1.3. Use Case: Virtual calibration of the operating strategies of a hybrid-electric vehicle
This is a high-potential use case of virtual calibration. Wu et al. have partially shown this in various studies. [ 25 ], Merl et al. [ 26 ], Kuznik et al. [ 27 ], and Schmidt et al. [ 28 The operating strategy controls the interface between the electric and conventional drive systems (Chapter 2.2) for P2-plug-in hybrid vehicles (PHEVs). The operating strategy determines the interface between electric and conventional drive systems in the P2-plugin hybrid vehicles (PHEVs), which are the subject of this paper (Chapter 22). Figure 3. ). The hybrid operating strategy, among other things, is responsible for start/stop decisions, load point shifting in hybrid operation, and predictive operating strategy. The P2-PHEV has many states, compared to hybrid topologies with fewer possible states. This makes the optimal calibration of these vehicles more difficult. The hybrid operating strategy is well-suited to the use of virtual methods in the development process. Figure 3. The hybrid operating strategy has a large influence on other disciplines of calibration, such as emissions or driving ability. 29 ] ( Figure 3. ).

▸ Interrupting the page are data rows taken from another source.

PR #432, opened 2024-08-07
Improve update-version.sh

bdice:
This PR removes the `UCX_PY` version HTTP call from `update-version.sh` because it is not used.


jameslamb (approved):
Hey nice! Glad we could get rid of one of these calls.

PR #437, opened 2024-08-15
Stream sync before calling cufile

madsbk:
Contrary to most of the non-async CUDA API, cuFile does not have the semantic of being ordered with respect to other work in the null stream. Since this is surprising to most users, we now synchronize on the null stream before calling cuFIle read and write by default. 

See [cuFile IO API Functional Specification](https://docs.nvidia.com/gpudirect-storage/api-reference-guide/index.html#cufile-io-api-functional-specification) and [CUDA Concurrent Execution between Host and Device](https://docs.nvidia.com/cuda/cuda-c-programming-guide/index.html#concurrent-execution-between-host-and-device).


cpp/include/kvikio/file_handle.hpp
```diff
@@ -314,16 +314,26 @@ class FileHandle {
    * @param file_offset Offset in the file to read from.
    * @param devPtr_offset Offset relative to the `devPtr_base` pointer to read into.
    * This parameter should be used only with registered buffers.
+   * @param sync_null_stream Synchronize the CUDA null stream prior to calling cuFile. Contrary to
```
bdice, line 317: Do we mean "default stream" instead of "null stream" everywhere here? https://docs.nvidia.com/cuda/cuda-runtime-api/stream-sync-behavior.html

madsbk: Right, I have renamed to default stream. cuFile calls it the [null stream](https://docs.nvidia.com/gpudirect-storage/api-reference-guide/index.html#cufile-io-api-functional-specification), but I agree default stream is less confusing.

bdice (approved):
This looks good!

Would an equivalent alternative be to use the async API and pass in the default stream? Is that possible with the current design? If so, I would explain in the docs how this new option behaves compared to that alternative (or simply direct users to an async API rather than add a new parameter if it is equivalent).

madsbk:
> This looks good!
> 
> Would an equivalent alternative be to use the async API and pass in the default stream? Is that possible with the current design? If so, I would explain in the docs how this new option behaves compared to that alternative (or simply direct users to an async API rather than add a new parameter if it is equivalent).

Thanks @bdice, the async API comes with its own quirks so it isn't really an equivalent alternative.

A holistic approach is therefore required to calibrate. From the beginning of the optimization process, it is important to consider relevant quality criteria from other disciplines. Wang et al. have investigated similar approaches in open-loop and control function simulation. [ 30 ], Duan et al. [ 31 [ ] and Gorke et. al. [ 32 ]. These approaches, however, did not use real hardware targets but instead used simulations. This holistic approach reduces development costs and time compared to the conventional iterative method. In this scenario, the vehicle as a whole is replicated within a simulation environment. All functions that are relevant to representative operation, including the control functions that need to be calibrated and other parts to simulate ( Figure 2. ). The model must run faster than real-time criteria to enable time-efficient optimization. The parameterization is primarily based on simulation results and measurement data. Figure 2. ). This setup differs from the MiL in that it uses real hardware and software of the target system to control the model. The calibration becomes more mature and can be transferred to the target system. Due to the target hardware being used, a real-time simulation environment is required. Accelerating the simulation is not possible. This setup can still save time, as it allows different test environments to be evaluated without the need to condition real components. The calibration can also be optimized using the pre-calibration of the MiL environment. Final validation of the virtual results is done with a vehicle prototype and then released for homologation.